How does he get away with it? A gift “stay out of jail” card by the Supreme Court, an enabling GOP Congress that has ceded its Article 1 powers to him and a MAGA base showing their true colors.
There are so many examples that highlight Trump’s ineptitude, ignorance, incompetence, bullyism and authoritarian ways, but I will highlight only one; Trump’s desire to whitewash the Smithsonian Institution’s 17 national/public museums. Trump wants our official public history to reflect his view of “American Exceptionalism,” a view that erases or clouds all truths that are ugly in his opinion.

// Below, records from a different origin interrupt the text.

PR #1226, opened 2015-12-02
Handle S3Client IAM credential expiration

echeipesh:
S3 credentials are handled by InstanceProfileCredentialsProvider when they are expired.
If we pass the provider to AWS `AmazonS3Client` it will delegate to provider `.getCredentials` call on requests, triggering refresh logic.

Confusingly both AWS SDK and our code as `AmazonS3Client` but they follow naming convention in both packages.


lossyrob:
+1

I’ve never liked the term “American Exceptionalism” as it implies that Americans are the only people who have figured out the right way to live and govern. That said, I can accept the term if it stands for a nation built on personal freedoms of all people, democracy, a market-based mixed economy, tolerance, acceptance, welcoming and, most importantly, a country that acknowledges, learns from and always strives to correct its mistakes. Whitewashing the parts of our history that Trump does not like turns exceptionalism into repulsiveness. Yes, some (maybe most) people try to make America a more perfect union, but whitewashing our history is a major step in the wrong direction.